About this task | Work out how many lines of the entries have the word "both" in them. Respond with that number only.

Data |

PR #44, opened 2015-09-18
App extension only API

Visorox:
Turning this on prevents the project from building with API's that are not available to app extensions and silences the compiler from warning against linking to this framework.

### DIFF
--- a/Valet.xcodeproj/project.pbxproj
+++ b/Valet.xcodeproj/project.pbxproj
@@ -642,6 +642,7 @@
 		26E682811BA8B3F900EFF4EA /* Debug */ = {
 			isa = XCBuildConfiguration;
 			buildSettings = {
+				APPLICATION_EXTENSION_API_ONLY = YES;
 				"CODE_SIGN_IDENTITY[sdk=iphoneos*]" = "iPhone Developer";
 				CURRENT_PROJECT_VERSION = 1;
 				DEBUG_INFORMATION_FORMAT = dwarf;
@@ -666,6 +667,7 @@
 		26E682821BA8B3F900EFF4EA /* Release */ = {
 			isa = XCBuildConfiguration;
 			buildSettings = {
+				APPLICATION_EXTENSION_API_ONLY = YES;
 				"CODE_SIGN_IDENTITY[sdk=iphoneos*]" = "iPhone Developer";
 				COPY_PHASE_STRIP = NO;
 				CURRENT_PROJECT_VERSION = 1;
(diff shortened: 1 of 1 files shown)


dfed:
Can you attach a screen cap of what this build setting looks like in Xcode? Trying to determine if this will apply to both the Valet iOS and Valet-iOS targets, or if it might also apply to ValetTouchIDTest or our other Mac or Test targets.

For the curious: [Apple's documentation on what kind of APIs are unavailable to app extensions](https://developer.apple.com/library/prerelease/ios/documentation/General/Conceptual/ExtensibilityPG/ExtensionOverview.html#//apple_ref/doc/uid/TP40014214-CH2-SW6).

dfed:
Just cloned your repo and took a look. Looks like this change applies only to `Valet-iOS` and `Valet-Mac`. After playing around with this and looking at some more APIs, I'm pretty sure it should also apply to the `Valet iOS` and `Valet Mac` targets as well. cc @dnkoutso and @mtauraso who know more about build flags than I do.

dnkoutso:
Does this flag need to be set in the podspec as well?

dfed:
If we set it in the Xcode project for `Valet iOS` and `Valet Mac` (which the Podspec consumes/distributes), do we need to set it in the pod spec @dnkoutso? If so, then yes.

Here's my understanding (correct me if I'm wrong): setting the flag  in `Valet iOS` and `Valet Mac` means we  don't screw up when developing locally (and CI catches us as well). Setting the flag in the Podspec means consumers of the pods will see the flag as well, which will remove the warning that @Visorox is seeing in Carthage for CocoaPods users. Not setting the flag in the Podspec will not remove the warning, even if the `Valet iOS` and `Valet Mac` targets have the flag.

@Visorox, don't worry about the podspec changes for now. We can take care of that once your PR is in. Or, if you'd like, we could submit a PR with the change against your branch.

Visorox:
For reference here's the warning I'm getting:
```
ld: warning: linking against dylib not safe for use in application extensions: /Users/Jamie/Documents/Coding/skim.it/sia-iOS/Carthage/Build/iOS/Valet.framework/Valet
```

The reason I didn't set this flag on the other two targets was because Im not sure if this applies to static libraries.

@dfed I'm also not much of a podspec expert and haven't been using cocoapods for months so I'll leave that change up to you. If you're happy merging this in and sorting out the podspec yourself that sounds good.

dfed:
If `APPLICATION_EXTENSION_API_ONLY` will prevent us from using code that is `NS_EXTENSION_UNAVAILABLE`, then we should have it in the static library target. This will only help us not screw up in development, since extensions can't actually link against static libraries – I imagine we won't want our static library and framework targets to diverge.

Once that change is in, I'll merge.

Visorox:
Fair point. I'll add it now

dfed:
2.0.3 has been published with the new build setting.

PR #4137, opened 2022-05-24
Add missing period when concatenating password error strings (#2075419)

jkonecny12:
Without this change we have in the bottom line messages like:

"The password fails the dictionary check - it is too simplistic/systematic You will have to press Done twice to confirm it."

The missing period between sentences could be a big issue for understanding the sentence in languages like Chinese.

The fix here is not great one because we are not owners of both strings.

The first sentence comes from the libreport library the second one from us. Here we have two possible solutions. One would be to add translatable concatenation (what I'm doing here) and second is to add the period into the `...press Done twice...` message. I don't like to duplicate the second part so I rather add the new "{}. {}" for translations.

Resolves: rhbz#2075419

Backport of https://github.com/rhinstaller/anaconda/pull/4128.

### DIFF
--- a/pyanaconda/core/constants.py
+++ b/pyanaconda/core/constants.py
@@ -213,6 +213,8 @@ SECRET_ASCII = {
 }
 PASSWORD_DONE_TWICE = N_("You will have to press <b>Done</b> twice to confirm it.")
 PASSWORD_SET = N_("Password set.")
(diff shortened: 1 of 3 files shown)


poncovka (approved):
This is just awful and sad, but whatever.

jkonecny12:
Ideally it should be solved in the libreport library but that could break a lot of other applications which already counting on this.

Another option would be to add a new "duplicate" string for the press the done button twice with period on the begging. But that seemed even worse solution.

rvykydal (approved):

PR #4138, opened 2022-05-24
Use the IsRootAccountLocked property

poncovka:
Set the right property of the Users module.


M4rtinK (approved):
Looks good to me as well. :)

VladimirSlavik (approved):
Thanks!

PR #4139, opened 2022-05-24
Revert "Run kickstart tests on PR via permian (#infra)"

rvykydal:
This reverts commit 4b9f132126e5936b8fd41e775ebea7b15495000a.


jkonecny12 (approved):
Looks good to me. Although, I'm thinking if we shouldn't instead add a cleanup step at the end which would remove the sudo created files.

VladimirSlavik (approved):

poncovka (approved):

PR #4141, opened 2022-05-24
Install eslint during container build

VladimirSlavik:
Previously, it was installed on first test run, which with containers means always. Additionally, this installs only eslint, not all of the packages. The combined savings should be around a minute per test run, at a cost of ca. +17 MB container size.

This makes the test slightly less correct when run outside the container: Previously the version to install was taken from the config file. Now, eslint is automatically installed after invoking it via npx, but it cannot guess where the version file is, so it installs the latest. However, running the test without container is unusual, so this should be good enough.

### DIFF
--- a/Makefile.am
+++ b/Makefile.am
@@ -170,6 +170,7 @@ release-and-tag:
 anaconda-ci-build:
 	TEMP=$$(mktemp -t -d anaconda-ci-build.XXXX) && \
 	cp $(srcdir)/anaconda.spec.in $(CI_DOCKERFILE)/* $$TEMP/ && \
+	cp $(srcdir)/ui/webui/package.json $(CI_DOCKERFILE)/* $$TEMP/ && \
 	echo "Build dir is $$TEMP" && \
 	$(CONTAINER_ENGINE) build \
 	$(CONTAINER_BUILD_ARGS) --pull-always \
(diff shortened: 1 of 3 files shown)


M4rtinK (approved):
Looks good to me - nice improvement! :)

VladimirSlavik:
Interesting, the tests failed but locally it worked. I'll fix this.

VladimirSlavik:
The modules were provided incorrectly by the mounted repo. So this needs also `eslint-config-standard{,-jsx,-react}` according to [.eslintrc.json line 7](https://github.com/rhinstaller/anaconda/blob/master/ui/webui/.eslintrc.json#L7) and maybe also stuff from line 16 just below.

VladimirSlavik:
I don't understand why this doesn't work. Something about the CI build and run on the same machine, probably. 

The numbers would be roughly 65 MB instead of 352 MB.

However, this is actually **useless**. We do a full build for each CI test run, so we do download all npm packages regardless of what happens when testing/linting. The best part, though, is that we first install everything for the build before tests, then drop it all, then install everything again for the tests. Reusing that first install seems to be the right direction for improvement.

Alternatively, maybe there's some proxy/cache magic that GitHub can do about this, at network level.

PR #4144, opened 2022-05-25
Web UI: Automatically change the popover position

poncovka:
Make sure that the position of a form group label popover changes automatically.


M4rtinK (approved):

jkonecny12 (approved):
It's great to see that we don't have to do calculations of the position :).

Answer area | 2